There are two logical moments that types could be distributed to the worker nodes
 - When they get used ( just in time distribution )
 - When they get created ( proactive distribution )

The just in time distribution follows the model used by how schema's get created right before we are going to create a table in that schema, for types this would be when the table uses a type as its column.

The proactive distribution is suitable for situations where it is benificial to have the type on the worker nodes directly. They can later on be used in queries where an intermediate result gets created with a cast to this type.

Just in time creation is always the last resort, you cannot create a distributed table before the type gets created. A good example use case is; you have an existing postgres server that needs to scale out. By adding the citus extension, add some nodes to the cluster, and distribute the table. The type got created before citus existed. There was no moment where citus could have propagated the creation of a type.

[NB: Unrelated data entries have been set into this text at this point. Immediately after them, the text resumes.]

PR #184, opened 2021-06-14
fix check-for-sessions: since the uri task doesn't fail anymore, the …

einhirn:
since the uri task doesn't fail anymore, the following check had to be adjusted.

### DIFF
--- a/tasks/check-for-sessions.yml
+++ b/tasks/check-for-sessions.yml
@@ -8,6 +8,11 @@
     changed_when: false
     tags: always
 
+  - name: debug
+    debug:
+      var: bbb_getmeetings
+    tags: always
+
   - block:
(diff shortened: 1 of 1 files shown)


crosscodr (approved):

BrutalBirdie (approved):

crosscodr:
Hi @einhirn, I approved your changes, but just saw, that the debug-task prints the whole output of `getMeetings` which is not necessary in my opinion.
Can you revert this? @n0emis, @BrutalBirdie, what do you think?

einhirn:
Gna - sorry, I didn't clean up before hastily creating that PR... Of course that debug task is not neccessary. Since a revert is a new Pull Request undoing everything, I'd rather create a new one to remove the debug task, if that's ok.

PR #186, opened 2021-06-15
fix runtimevars

crosscodr:
Use include instead of import, since imported tasks override registerd
variables from the first run.
See: https://github.com/ebbba-org/ansible-role-bigbluebutton/pull/165#issuecomment-861393376

### DIFF
--- a/tasks/main.yml
+++ b/tasks/main.yml
@@ -5,7 +5,12 @@
     - checkvars
     - always
 
-- include_tasks: runtimevars.yml
+- include_tasks:
+    file: runtimevars.yml
+    apply:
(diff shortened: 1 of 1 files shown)


Davka (approved):

crosscodr:
I added a commit which applies the tags in tasks/main.yml to the tasks of runtimevars.yml, acording to 
https://docs.ansible.com/ansible/latest/user_guide/playbooks_tags.html#tag-inheritance-for-includes-blocks-and-the-apply-keyword.

BrutalBirdie (approved):

PR #188, opened 2021-06-15
improve ansible tagging

### LINKED ISSUE #181: Make dependency roles optional
Please make it optional to use the hard dependencies for docker and nodejs.  If one wants to deploy the two components otherwise this might create conflicts.

There could be booleans that handles this:
```

bbb_include_role_geerlingguy_nodejs: true
bbb_include_role_geerlingguy_docker: true
```

Default should of course be 'true'.

crosscodr:
Improves and adds some additional tags.
Fixes use of `greenlight` and `monitoring` tags, by adding the tags to the depended docker tasks.
Also fixes #181.


meta/main.yml
```diff
@@ -22,4 +22,8 @@ dependencies:
   - role: geerlingguy.nodejs
     vars:
       nodejs_version: "{{ bbb_nodejs_version }}"
+    tags: geerlingguy_nodejs
```
einhirn, line 25: An additional tag `geerlingguy` would help shorten the commandline when I want to skip both dependencies.

einhirn (changes requested):
An additional tag "geerlingguy" for both roles would reduce command line length when I want to skip both dependencies in one go.

Davka (approved):

crosscodr:
Hi @BrutalBirdie, I resolved the merge conflicts. What do you think?

BrutalBirdie (approved):

PR #164, opened 2024-10-23
Fix Boring Notch window Level and implement Restart Boring Notch

Alexander5015:
Fix Boring Notch sitting under menubar extra windows and implement the Restart Boring Notch menu item


iamharshdev:
Great work @Alexander5015

Issue #163, opened 2024-10-23
[FEATURE] Sneak Peek Keyboard Shortcut


freepicheep:
**Is your feature request related to a problem? Please describe.**
na

**Describe the solution you'd like**
I would like the ability to call the sneak peek using a keyboard shortcut. I do this a lot with MediaMate currently, and it shouldn't be too hard to add to boringNotch. I'd be happy to work on this myself if you assign it to me. I'm opening a issue/feature request to gather input before I get into it too far. Also, closing issues is fun. I would plan on using Sindre's [package](https://github.com/sindresorhus/KeyboardShortcuts). I would create a new tab called "Shortcuts" in the settings.

**Additional context**
Shortcuts are nice.

**Checks**
- [x] I haven't found any duplicates with my issue (I know that #135 is similar, but that is a much broader issue...let's take it in chunks).

freepicheep:
Lol, I just realized we already use Sindre's package.

PR #165, opened 2024-10-23
added keyboard shortcut for sneak peek

freepicheep:
This pr does the following:
1. Creates a new tab in settings called "Shortcuts"
2. Adds a shortcut for users to toggle the sneak peak (for music).

It addresses #163.


iamharshdev:
Looks good

Issue #176, opened 2024-10-29
[BUG] Sneak Peek shortcut not working


bronisMateusz:
**Describe the bug**
Sneak Peak shortcut and record shortcut not working.

**To Reproduce**
1. Go to Settings
2. Click on Shortcuts
3. Try perform a shortcut
4. Try register a new shortcut
5. Perform shortcut didn't show sneak peek and register didn't register a new shortcut

**Expected behavior**
Show sneak peek and register new shortcut.

**Screenshots or recordings**
![Zrzut ekranu 2024-10-29 o 10 02 20](https://github.com/user-attachments/assets/a736f67a-49f5-4302-9674-0967b39b354b)

**Additional context**
- Boring Notch 2.2
- Mac OS 15.1 (24B83)
- MacBook Pro 14 2021

**Checks**
- [x] I haven't found any duplicates with my issue.

freepicheep:
It's working for me on macOS 15.2 on a MacBook Pro 14 2021. I also tried it in a virtual machine with 15.1 and it worked fine. 
https://github.com/user-attachments/assets/9fdb7bfe-9238-4259-8376-f2f4b27bcd0b

Maybe use an app like [Pearcleaner](https://github.com/alienator88/Pearcleaner) to uninstall it then try again.

bronisMateusz:
Ok, I have just checked more thoroughly. And it doesn't work only in combination with function keys, for example `command+F6`.

In addition, if you do manage to set up this shortcut, the sneak peak does not show up anyway. The notch gently dims for a moment, but nothing shows underneath it.

freepicheep:
> Ok, I have just checked more thoroughly. And it doesn't work only in combination with function keys, for example `command+F6`.

Actually, I just checked and it does work with that shortcut if your function keys are set to be standard function keys instead of special features by default. If they are set to the special features (which it sounds like they are), you need to press `⌘ + fn + F6`. I'm still opening a PR to make the shortcut easier, but I wanted to clarify the issue.

freepicheep:
Wonderful! You're very welcome. 

I don't think we can configure it to show the `fn` unfortunately...we rely on Sindre's [Keyboard Shortcuts](https://github.com/sindresorhus/KeyboardShortcuts) library for global shortcut functionality and I don't think it would be worth forking it and putting in the work to add that feature. Richard just merged my PR for setting the default hotkey to `⌘ + Shift + H`, so hopefully it won't be too confusing in the future.

[...]

PR #177, opened 2024-10-29
Easier default shortcut for sneak peek

freepicheep:
The current default keyboard shortcut for the sneak peek is `⌘ + F6`. For most people on a MacBook, their function keys are set to use the special features instead of standard functions, meaning they would need to press `⌘ + fn + F6`. This isn't very intuitive or clear. Technically it works (I tested it), but some users might not understand that. This was part of the issue with #176 and perhaps some others who want to use the shortcut. I'm suggesting that the default be `⌘ + Shift + H` which this simple PR would do.


richardkunkli:
Indeed a better default value.

Issue #173, opened 2024-10-28
[FEATURE] Low power mode color


Illyze:
**Is your feature request related to a problem? Please describe.**
When in power mode the color is still white or green but not orange.
**Describe the solution you'd like**

**Additional context**

**Checks**
- [x] I haven't found any duplicates with my issue.

freepicheep:
That's a great idea. I just made a working version and will open a PR when I polish it up. Hopefully it will be ready for the next release.

PR #180, opened 2024-10-30
Support for low power mode battery visual

freepicheep:
Currently the battery in the notch header does not properly indicate when your Mac is in low power mode (#173). I added support for this by accessing `ProcessInfo.processInfo.isLowPowerModeEnabled` and setting up an Notification observer to update the `BatteryStatusViewModel` when this changes. If the battery is in low power mode, it will show yellow, *regardless of the percentage and charge mode*. I believe this is consistent with how Apple does it.


richardkunkli:
Awesome! Great changes!

PR #184, opened 2024-11-03
Placeholder provided by media player

overflow-sudo:
If the artwork data cannot be found, it will be replaced with a placeholder provided by media player.

Example: When the user uses Zen Browser, the artwork doesn't change, and the previous song's artwork is displayed. However, if the artwork is equal to nil, the code sets the Zen Browser icon as the artwork.


richardkunkli:
Hey,
First of all, thank you for the contribution. Much appreciated. Can you please use the `dev` branch instead of `main`. It won't be difficult to migrate, due to those are synced right now. I review the code until and merge it if the change has been performed.

overflow-sudo:
Hey,
I have changed the base branch to dev.

Thank you.

Issue #135, opened 2024-10-19
[FEATURE] Keyboard shortcuts


5183nischal:
It would be pretty cool to be able to call the notch without moving the mouse to it, for example via a keyboard shortcut! I'm sorry if this is already an option and I missed it but didn't find it in the settings. What do you guys think?

richardkunkli:
Hi,
Thanks for the feedback. It could be useful for keyboard-first users. We will implement it in a future update.

freepicheep:
I've been thinking about this more. So I implemented the ability to trigger the sneak peek with a shortcut with #165. @5183nischal, does this new functionality do what you want, or would you want a shortcut to trigger the entire boringNotch app?

5183nischal:
This is great! And I like the media sneak preview! At the risk of sounding too demanding, what would also be cool is to replicate the toggle behavior of the notch when the mouse it take to it with a keyboard shortcut. I tend to hide my menubar and when I take the mouse to the notch it not only brings the notch (which I want) but also shows the menubar (which I don't want). Would be even cooler to have a shortcut to directly toggle the shelf or home with different keybindings (or move between the two and closing when pressing the same shortcut repeatedly). I don't know how complicated this is but I'd really enjoy it. Thanks!

5183nischal:
This is great -- pretty much exactly what I had in mind! looking forward to release.

PR #191, opened 2024-11-07
Open Entire Notch with Shortcut

freepicheep:
## What it does
Record or use the standard shortcut of `Command + Shift + I` to open the entire notch. The notch will remain open for 3 seconds and then close. The notch will close if you press the shortcut again.

## Why?
Someone requested this feature in #135. I think it is a good idea. Honestly, I'll probably use it a lot more than the sneak peek shortcut because I like to see the album art bigger if I'm trying to figure out what song is playing. 

## Changes
1. I added a new shortcut variable to the `KeyboardShortcuts`
2. Registered this with the `onKeyDown` function in the `AppDelegate`. Inside the `AppeDelegate` I added the logic for dispatching a work item because this will allow me to cancel the notch close dispatch if the user closes the notch before the timeout.
3. A setting in the keyboard shortcuts to change the default shortcut.

I chose to name it "Toggle Notch Open" because it also closes the notch.


freepicheep:
Here is a demo of how it works.

https://github.com/user-attachments/assets/2b4ae7b4-2e64-49ba-9f97-e53fa993f0b6

Alexander5015:
Looks good!

Issue #151, opened 2024-10-21
[FEATURE] Pick and choose specific calendars


tomfoolery03:
**Is your feature request related to a problem? Please describe.**
I have shared calendars with my family where numerous events that I dont care about are shared with me. Boring Notch does not have an option to select specific apple calendars to show.

**Describe the solution you'd like**
An option to select/deselect which calendars show up on the notch

**Additional context**
<img width="163" alt="image" src="https://github.com/user-attachments/assets/3e0367c6-beb2-4f76-835a-6cb645c66a72">
Just wanna express my gratitude for this app, great work!
**Checks**
- [x] I haven't found any duplicates with my issue.

richardkunkli:
Hi,
Thanks for the feedback. Indeed this is a nice feature we should implement.

PR #253, opened 2024-12-19
[FEATURE] Choose which calendars to show events from

AdrianGri:
### Problem
This PR addresses the issue brought up in #151 where the specific calendars to load events from cannot be customized.

### Solution
Add new settings menu to customize which calendars to pull events from.

Changes:
- Create new calendar tab in settings
   - Move show calendar toggle to this tab
   - Add a list of all of the user's calendars with toggles beside them
- Add calendar selection state to constants
  - The state is stored as an enum either all or a set of selected calendar identifiers
  - all is the default behavior where all calendars are used

### Screenshots
Calendar settings menu (deleted emails for privacy)
Calendar menu

### I'd really appreciate any feedback, I'm open to making modifications!


theboringhumane:
We need to use some other intuitive UI for this cc @richardkunkli

AdrianGri:
Hmmm maybe some different UI like the old control center settings page with + / - buttons to add / remove and two distinct lists for select and unselected? @theboringhumane 

image

theboringhumane:
Yeah. This one's better cc @richardkunkli

PR #309, opened 2025-01-16
Exclude finder in fullscreen

christiaansp:
finder was being seen as a fullscreen app so i excluded it from being detected. (btw for the role in the discord i'm Chris (display name) UID is 738324643324100629


Alexander5015:
Closing because I think this has been addressed now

Proactive is almost always a good option. Types are not resource intensive objects, there is no performance overhead of having 100's of types. If you want to use them in a query to represent an intermediate result (which happens in our test suite) they just work.

There is however a moment when proactive type distribution is not beneficial; in transactions where the type is used in a distributed table.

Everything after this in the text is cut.